◆ **Source information**:
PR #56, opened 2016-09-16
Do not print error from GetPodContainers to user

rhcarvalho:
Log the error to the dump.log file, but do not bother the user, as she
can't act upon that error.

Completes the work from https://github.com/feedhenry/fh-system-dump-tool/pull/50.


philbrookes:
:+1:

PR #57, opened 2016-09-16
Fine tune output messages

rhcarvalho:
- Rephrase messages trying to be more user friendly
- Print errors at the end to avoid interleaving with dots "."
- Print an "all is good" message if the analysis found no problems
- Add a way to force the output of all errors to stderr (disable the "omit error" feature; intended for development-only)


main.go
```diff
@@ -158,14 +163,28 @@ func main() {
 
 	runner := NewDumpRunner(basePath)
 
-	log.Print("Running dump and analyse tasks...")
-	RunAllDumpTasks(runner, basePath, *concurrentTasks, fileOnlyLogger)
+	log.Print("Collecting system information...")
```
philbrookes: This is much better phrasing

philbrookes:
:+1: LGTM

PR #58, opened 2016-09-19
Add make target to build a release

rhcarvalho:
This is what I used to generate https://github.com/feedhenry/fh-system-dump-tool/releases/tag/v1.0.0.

◆ **Prompt**:
When you reply, retype each line exactly as it appears above.

◆ **Written answer**:
PR #56, opened 2016-09-16
Do not print error from GetPodContainers to user

rhcarvalho:
Log the error to the dump.log file, but do not bother the user, as she
can't act upon that error.

Completes the work from https://github.com/feedhenry/fh-system-dump-tool/pull/50.


philbrookes:
:+1:

PR #57, opened 2016-09-16
Fine tune output messages

rhcarvalho:
- Rephrase messages trying to be more user friendly
- Print errors at the end to avoid interleaving with dots "."
- Print an "all is good" message if the analysis found no problems
- Add a way to force the output of all errors to stderr (disable the "omit error" feature; intended for development-only)


main.go
```diff
@@ -158,14 +163,28 @@ func main() {
 
 	runner := NewDumpRunner(basePath)
 
-	log.Print("Running dump and analyse tasks...")
-	RunAllDumpTasks(runner, basePath, *concurrentTasks, fileOnlyLogger)
+	log.Print("Collecting system information...")
```
philbrookes: This is much better phrasing

philbrookes:
:+1: LGTM

PR #58, opened 2016-09-19
Add make target to build a release

rhcarvalho:
This is what I used to generate https://github.com/feedhenry/fh-system-dump-tool/releases/tag/v1.0.0.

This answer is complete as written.